Is every metric space a subspace of some connected metric space?

Question

Is every metric space a subspace of some connected metric space? If the space itself is connected then we're done, but if not then I think we can extend our metric space to make it connected. I'm not sure whether this will work or not, but intuitively I think the answer is yes.

Answer 1

If we just want $(X,d)$ to be any subspace of a larger connected space, then sure: we don't even need metric then, just Tychonoff: every Tychonoff space embeds into a (connected) space $[0,1]^I$ for some set $I$.

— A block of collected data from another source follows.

PR #2416, opened 2025-03-25
feat(shell-api): add Mongo bulkWrite API MONGOSH-1100

gagik:
New `bulkWrite(...)` command for Mongo instances.

[As stated for the driver](https://github.com/mongodb/node-mongodb-native/releases/tag/v6.10.0), this API is meant to replace the existing bulk write API on the Collection as it supports a bulk write across multiple databases and collections in a single call.
The command uses the active mongosh client and replicates the API from the driver in form of 
```ts
Mongo().bulkWrite([{
  namespace: string | Collection /** '<db>.<collection>' */,
  name: ‘<operation>’,
		  /* Other operation-specific props */
}, ...]);
```


packages/shell-api/src/mongo.ts
```diff
@@ -365,6 +368,18 @@ export default class Mongo extends ShellApiClass {
     return await this._listDatabases(options);
   }
 
+  @returnsPromise
+  @serverVersions(['8.0.0', ServerVersions.latest])
+  @apiVersions([1])
+  bulkWrite(
+    models: AnyClientBulkWriteModel<Document>[],
+    options: ClientBulkWriteOptions = {}
+  ): Promise<ClientBulkWriteResult> {
```
addaleax, line 377: We've typically wrapped result types in our own types so that we're a bit more independent when it comes to server changes, see `result.ts` – I'd consider doing that here as well if we can (this mostly already matches our existing` BulkWriteResult` as well?)

packages/shell-api/src/mongo.ts
```diff
@@ -62,6 +64,7 @@ import { ShellApiErrors } from './error-codes';
 import type { LogEntry } from './log-entry';
 import { parseAnyLogEntry } from './log-entry';
 import type { ShellBson } from './shell-bson';
+import type { ClientBulkWriteOptions } from 'mongodb';
```
addaleax, line 67: No imports from `mongodb` in `shell-api`, the dependency on that package is only for use in the integration tests of shell-api

If you need driver types, they should be exported from `service-provider-core`. The fact that we're just re-exporting the driver types there is honestly not _great_, but it's just pretty practical for now

addaleax (approved):

addaleax (approved):
Looks great! :shipit:

PR #2421, opened 2025-03-28
chore(release): write to new release s3 bucket MONGOSH-2124

drichmdb:
This commit adjusts the mongosh release process to dual write to our new
release S3 bucket. Instead of using long-lived static credentials, we have
moved over to an IAM role and are assuming it via Evergreen's ec2.assume_role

If we want $X$ to be dense in the larger connected space $Y$, then $Y$ is called a connectification. In that case there are examples of metric spaces without a metric connectification (see the encyclopedia of general topology, chapter on connectifications), for references and some positive results as well.

Answer 2

In fact every metric space admits a canonical isometric embedding into a contractible metric space, as follows. If $X$ is a metric space, let $\hat{X}$ denote the space of weak contractions $X \to \mathbb{R}_{\ge 0}$, where a weak contraction $X \to Y$ between two metric spaces is a map $f : X \to Y$ such that $d_Y(f(x_0), f(x_1)) \le d_X(x_0, x_1)$. This space is a metric space when equipped with the sup norm

$$d_{\hat{X}}(f, g) = \sup_{x \in X} |f(x) - g(x)|.$$

There is a canonical embedding

$$X \ni x \mapsto (y \mapsto d(x, y)) \in \hat{X}$$

which one can straightforwardly verify is an isometry. This is a slight variant of the Yoneda embedding for metric spaces regarded as enriched categories.

Answer 3

Use Kuratowski embedding to embed your metric space isometrically into a Banach space.

Answer 4

Here is another way to embed any metric space $X$ in a connected metric space. For each pair of distinct points $x,y\in X$, adjoin to $X$ a path from $x$ to $y$, and extend the metric to points on the path by making the path have length $d(x,y)$ (so distances are defined by taking the least distance which can be achieved along the paths or through $X$; by making the paths have length $d(x,y)$, distances between points of $X$ will be unchanged). The result will be a metric space in which $X$ embeds isometrically which is connected (in fact, path-connected).